Heavy machinery is used throughout the mining industry to move materials around the mines, in particular LHD (Load Haul Dump) machines. These machines require a great deal of power to move heavy loads. Ideally turbocharged engines should be used since they increase the amount of power in comparison with a naturally aspirated engine of similar capacity without suffering a significant fuel consumption disadvantage.

However, turbochargers of compression ignition engines have surface temperatures in excess of 150°C and as a result temporary measures have been implemented on and around'hot spots'to reduce the surface temperature of the turbochargers and increase safety measures. As a consequence of the unreliable nature of this temporary method, non-turbocharged engines have been traditionally used since their surface temperatures remain below the critical temperatures, although they continue to remain inefficient in light of the present technology.

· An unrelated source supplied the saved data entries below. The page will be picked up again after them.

PR #271, opened 2023-11-01
Update GS2 reader for next

### LINKED ISSUE #268: Update for GS2 next -- issue with `energy` grid lookup and conversion of stored input file
https://github.com/pyro-kinetics/pyrokinetics/blob/167e6824a7244fb1d8ad1db3488d3785903e1572/src/pyrokinetics/gk_code/gs2.py#L745

Tries to read `energy` to provide the energy grid data. With GS2 next we've fixed some issues around our writing of energy. This should now _always_ be `egrid` to get the energy dimension whilst `energy` is the normalised species dependent energy which is 2D.

The storage of the input file in the netcdf has also changed with our move to `neasyf` -- this currently causes problems when pyro tried to 'decode' the contents.

bpatel2107:
Fixes #268 

Update default source of `energy` grid in GS2. Note this isn't actually used for anything right now so it sort of pointless really.

Also update reader of new input file format. A simple check on the data type will allow for the new and older formats to both work.

### DIFF
--- a/src/pyrokinetics/gk_code/gs2.py
+++ b/src/pyrokinetics/gk_code/gs2.py
@@ -711,7 +711,10 @@ class GKOutputReaderGS2(FileReader, file_type="GS2", reads=GKOutput):
         else:
             # Old diagnostics (and eventually the single merged diagnostics)
             # input file stored as array of bytes
-            input_str = "\n".join((line.decode("utf-8") for line in input_file.data))
+            if isinstance(input_file.data[0], np.ndarray):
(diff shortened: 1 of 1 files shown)


src/pyrokinetics/gk_code/gs2.py
```diff
@@ -742,9 +749,9 @@ def _get_coords(
 
         # energy coords
         try:
-            energy = raw_data["energy"].data  # new diagnostics
+            energy = raw_data["egrid"].data  # new diagnostics
```
d7919: I think the comments should change here (possibly just removed entirely?)

d7919 (approved):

In addition to the problems associated with the surface temperatures of the turbocharger, flames or sparks emitted from the engines or occurring within the engine itself, also present a potential danger. As a result, flame traps are positioned within the engine system to arrest the transmission of flames.

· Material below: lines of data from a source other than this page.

Issue #274, opened 2023-11-02
Optional dependencies to speed up import


bpatel2107:
Currently doing `import pyrokinetics` can take over 30 seconds, likely due to the large number of imports. We should look into having optional dependencies to speed up the import time and move imports so they are inside relevant functions

bpatel2107:
Found this nifty library to breakdown the import time of a module
https://github.com/nschloe/tuna

Running this on the unstable branch

```
python -X importtime -c "import pyrokinetics" 2> pyrokinetics.log
tuna pyrokinetics.log
```

shows that 1/3 of the import time is on `xarray` so speeding that up would be helpful if possible. Another 1/3 comes from `jetto_tools`

![image](https://github.com/pyro-kinetics/pyrokinetics/assets/15210802/a341a702-bcaa-4fd2-b926-fe7a7e5e46f6)
![image](https://github.com/pyro-kinetics/pyrokinetics/assets/15210802/fd635373-1574-4903-ae90-9b77e26631df)


Note doing this on the `feature/gacode_reader` branch adds essentially no time

ZedThree:
Might not be much we can do about xarray -- it's worth updating it though, as they have sped up their import time recently.

There's some low hanging fruit in `jetto_tools` by just not importing `IPython.embed` everywhere.

OMAS is a little trickier, in that we would need to change their build system and get them to distribute binaries instead of dynamically running cython on import. But that is possible.

Just moving the `jetto_tools` import into the functions that use it is a significant speed up for us.

Our `units` module takes a long time, but that's because we have to create the units registry. I'm not sure of a nice way around that off the top of my head.

LiamPattinson:
This is a neat tool! Interestingly, I get very different results on my own machine:

![import_time](https://github.com/pyro-kinetics/pyrokinetics/assets/14332134/805730d3-840b-45bf-acdd-955a53685fe3)

To break it down:

- Xarray 15%
- Matplotlib 11%
- pint 11%
- pint xarray 18% (?!)
- Our own units work ~15%
- jetto_tools 16%
- The rest

I'm surprised that almost half of the import time is coming just from the units. I think we should be able to get a significant speed up by moving the Matplotlib/Xarray/Jetto stuff only to the functions that use them, but I don't know about speeding up our own units. If the time is being taken up defining unit systems for each GK code, perhaps these could be defined lazily only if the user is using those codes?

[...]

PR #275, opened 2023-11-03
Move slow imports within relevant functions

LiamPattinson:
Move slow imports (xarray, matplotlib, jetto-tools) inside the functions that use them. Roughly halves the import time for the project, and the remaining time is almost entirely taken up by units stuff:

faster_imports

I found it difficult to parse some of the import sections while I was searching for the right things to edit, so I sorted the import sections with [`isort`](https://pycqa.github.io/isort/index.html) and added it to the autoformatting CI job.

I also found the new GACODE features don't work on my machine. Looks like it can't find Python headers, and I can't immediately figure out what it's trying to do. I moved it to be an optional import.

Resolves Issue https://github.com/pyro-kinetics/pyrokinetics/issues/274.

(Sorry that this changed quite a lot more than I was planning, in hindsight I could have split the changes into 3 separate commits)

### DIFF
--- a/.github/workflows/black.yml
+++ b/.github/workflows/black.yml
@@ -16,24 +16,28 @@ jobs:
   black:
     runs-on: ubuntu-latest
     steps:
-    - uses: actions/checkout@v2
+    - uses: actions/checkout@v4
       with:
         ref: ${{ github.head_ref }}
     - name: Setup Python
-      uses: actions/setup-python@v2
+      uses: actions/setup-python@v4
       with:
         python-version: 3.x
-    - name: Install black
+    - name: Install dependencies
       run: |
         python -m pip install --upgrade pip
-        pip install black
+        pip install black isort
     - name: Version
       run: |
         python --version
         black --version
+        isort --version
     - name: Run black
       run: |
         black src tests
+    - name: Run isort
+      run: |
+        isort src
     - uses: stefanzweifel/git-auto-commit-action@v4
       with:
         commit_message: "[skip ci] Apply black changes"
--- a/pyproject.toml
+++ b/pyproject.toml
@@ -45,12 +45,10 @@ dependencies = [
     "simplejson >= 3.17.6",
     "gitpython >= 3.1",
     "jetto-tools",
+    "pygacode",
 ]
 
 [project.optional-dependencies]
-gacode = [
-  "pygacode",
-]
 docs = [
     "sphinx >= 5.3",
     "sphinx_autodoc_typehints >= 1.19",
--- a/pyproject.toml
+++ b/pyproject.toml
@@ -45,10 +45,12 @@ dependencies = [
     "simplejson >= 3.17.6",
     "gitpython >= 3.1",
     "jetto-tools",
-    "pygacode",
 ]
 
 [project.optional-dependencies]
+gacode = [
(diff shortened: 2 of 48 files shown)


LiamPattinson:
Managed to fix the problem with `pygacode` on my system -- turns out that when I installed Python 3.10, I did `apt install python3.10` instead of `apt install python3.10-dev`, so I didn't get the necessary headers. Shall I revert the move to an optional dependency?

bpatel2107:
Yes I think having one optional dependency seems odd so I think reverting is a good idea.

ZedThree:
Hmm, it might be wise to get in touch with the GA folk to see if they would like some help from PlasmaFAIR to make `pygacode` a bit easier to install and use

bpatel2107:
Happy to send them an email about this

LiamPattinson:
Reverted the `pygacode` changes. The tests are now taking 3 times as long, so is that something we could work on? Or is that just how long `pygacode` takes?

bpatel2107:
Wouldn't have thought it would take that much longer. Could be these lines here
```python
        read_gacode = f"from pygacode import expro; expro.expro_read('{filename}', 0)"
        try:
            subprocess.run(["python", "-c", read_gacode], check=True)
        except subprocess.CalledProcessError:
            raise ValueError(f"KineticsReaderGACODE could not read {filename}")
```

Essentially when the file being read in fails, `pygacode`  will just segfault because of the fortran. To catch this kind of error I had to do this awkward test so maybe that is the issue?

LiamPattinson:
Oh, that explains why Ubuntu kept warning me of seg faults while it was running :laughing:. Yeah, it might be that it's calling that every time it tries to figure out the file type for both equilibria and kinetics (plus I think it always runs first as GACODE comes first alphabetically in both cases). We could speed it up by writing our own minimal file parser that just checks for the presence of a few features. I think that's an issue for a separate PR though.

bpatel2107 (approved):
This is much faster than before! LGTM

LiamPattinson:
Managed to halve the test time just by reordering the imports in the equilibrium and kinetics `__init__.py`. I've told isort to ignore these files, as the order in which the imported modules are listed also affects the order in which each code is tested for automatic file type inference. Code formatting tools aren't normally known for imposing performance penalties, but in Python, all things are possible.

bpatel2107:
That last commit made little difference to my version
image

LiamPattinson:
The last commit shouldn't have changed anything in terms of the import time, but it did improve the unit tests. As I'd introduced `isort` to get all the imports in the project in a consistent ordering, it swapped the order of imports in the `__init__.py` files. The issue is, lines like:

```python
from . import geqdsk  # noqa
```

have the side effect of registering file readers with all the factory business under the hood. The order in which they're registered is the order in which they're tested when we read files without providing `gk_code`, `eq_type`, or `kinetics_type`. GACODE just happens to be alphabetically first for both equilibria and kinetics, so `isort` registered it first in both cases, and the subprocess call to attempt reading the files with `pygacode` was being called a _lot_. By forcing `isort` to ignore those files and manually reordering the imports, I got the unit tests to run in half the time.

bpatel2107:
Ah I'm with you now! Will merge now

At present, the arrangement is such that the flame traps are situated at the inlet of the turbocharger so that the aftercooler is situated directly off the turbocharger at a right angle. This arrangement does not optimise the space constraints within the engine

and furthermore the arrangement of the flame trap, turbocharger and aftercooler do not optimise fluid flow rates within the system. Thus there is a need for improved methods to increase the efficiency and safety of the turbocharged compression ignition engine.

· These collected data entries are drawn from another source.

Issue #276, opened 2023-11-06
Error when using GS2 grid_option = 'range'


mehfoos:
**Brief description**: When scanning over multiple binormal wavenumbers (or toroidal modes for that matter), using [grid_option = 'range'](https://gyrokinetics.gitlab.io/gs2/page/namelists/index.html#kt_grids_knobs-grid_option) in GS2, pyrokinetics throws an error.

**Versions affected**: This happens on recent commits (including SHA 167e6824a7244fb1d8ad1db3488d3785903e1572 and 6b475bff34135a5ff8ee0aa8a7fc600e79b1c9f4), but does not seem to occur with older version (SHA 408e25a20c4d12e8ca8233b3d772504dc404f16b, for instance).

**Possible cause**: David had mentioned that it may be to do with the shape of the phase array, which should be [ntheta0, naky] in size.

**Some additional details**: The last error traced back to a file outside of library dependencies seems to be in pyrokinetics/gk_code/gk_output.py -> _normalise_linear_fields (not sure if this is the root cause; there may be issues upstream; I've pasted the error thrown when trying to run)
This only seems to happen in scanning/range simulations, and not if I just use one value for n0,or ky in GS2.
Where does it fail: It is traced to the multiplication of phase by amplitude in:
`fields[field_name] *= phase / amplitude`
In my specific case, with 30 points of binormal wavenumbers (naky = 30) I've noted some properties of phase and amplitude (phase is complex): phase.shape is (1, 30, 1, 30). amplitude.shape is (1, 30). type(phase) is <class 'pint.util.Quantity'>. type(amplitude) is<class 'numpy.ndarray'>.
This ultimately results in an error thrown by pint's quantity.py: ValueError: operands could not be broadcast together with shapes (193,1,30,246) (1,30,1,30) (193,1,30,246).

bpatel2107:
Thanks for the detailed bug report, made it much easier to see what's happening. Essentially `pyro` doesn't fully support running multiple linear simulations with `range`. 

What is happening here is that `pyro` recognises that this is a linear simulation and is attempting to normalise the output fluxes using the fields. To do that it has to multiply by a phase and divide by an amplitude to get it in the correct normalisation (which was added recently hence it working before but not now). The amplitude should be being calculated correctly but the phase doesn't seem to be. The fix should be relatively straightforward as we just need the array sizes to match up as there is a single phase/amplitude for each `ky` 

See section 5.5.3 here for details
[...]

PR #277, opened 2023-11-08
Bugfix/multiple linear ky

bpatel2107:
This allows for linear runs with multiple `ky` and `kx` to be loaded in pyro as it was previously breaking when trying to normalise/rotate the fields. Addresses #276. Due to this new format, the `growth_rate_tolerance` can now be a function of `ky` and `kx`  so the `GKOutput` format needed to change to accommodate then hence the new test data.

@mehfoos can you see if that works for you?

@LiamPattinson Not sure why tests are failing due to `pyloidal` Was there a recent release?


LiamPattinson:
We updated Pyloidal yesterday, and moved the `cocos_transform` function to a `Transform` class. If you set `pyloidal == 0.1.0` in `pyproject.toml` it should sort out the problem for now. I'll try to make a PR to update to 0.2.0 later this week.

d7919:
Are the tolerance changes needed here?

bpatel2107:
Well sort of. The changes to calculating via the `xarray` methods are needed to allow for it to be `kx` `ky` dependent. The other change is to bring it inline with the GKDB definition as it was different.

d7919 (approved):
Looks good to me although I've not had chance to actually test it out yet.

bpatel2107:
Will wait on @mehfoos to confirm but it works for me

mehfoos:
> Will wait on @mehfoos to confirm but it works for me

Thanks for tagging me to check if it's fixed. I'm traveling and will only be able to confirm when I'm back over the weekend, but I'm okay with this being closed if we're fairly confident that it has been fixed. Thank you.

mehfoos:
> Will wait on @mehfoos to confirm but it works for me

Sorry about the delay. Just tried with the test case that had failed in the past, and can confirm that it does work now. Thank you!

Summary of the Invention According to a first aspect of the invention, there is provided a component for a turbocharger, the component including; a housing defining a chamber for a predetermined part of the turbocharger; and a jacket surrounding the housing, the jacket being arranged in a spaced relationship relative to an outer surface of the housing to define a fluid path about said outer surface of the housing, the fluid path having a fluid inlet and a fluid outlet.

A preferred embodiment may comprise the fluid path having the fluid outlet situated at a furthermost position from the fluid inlet, so that, in use, the effect of the cooling fluid is maximised since it covers a larger portion of the outer surface of the housing and hence increases the efficiency of the cooling arrangement.

The housing may be a compressor housing of the turbocharger and may have an air inlet for receiving uncompressed air and an air outlet for discharging compressed air to an engine.

The jacket may be of aluminium and may be attached to the housing by welding by appropriate choice of welding techniques.

The invention extends also to a turbocharger having a component as described above.

According to a second aspect of the invention, there is provided a flame trap housing for a flame trap of a compression ignition engine, the housing having an inlet configured to engage an air outlet of a turbocharger and an outlet configured to engage an inlet of an inlet after-cooler, the housing being double skinned, having an inner skin defining a flame trap compartment and an outer skin arranged in a spaced relationship relative to the inner skin, to define a fluid path for the flow of a cooling fluid about the inner skin of the housing.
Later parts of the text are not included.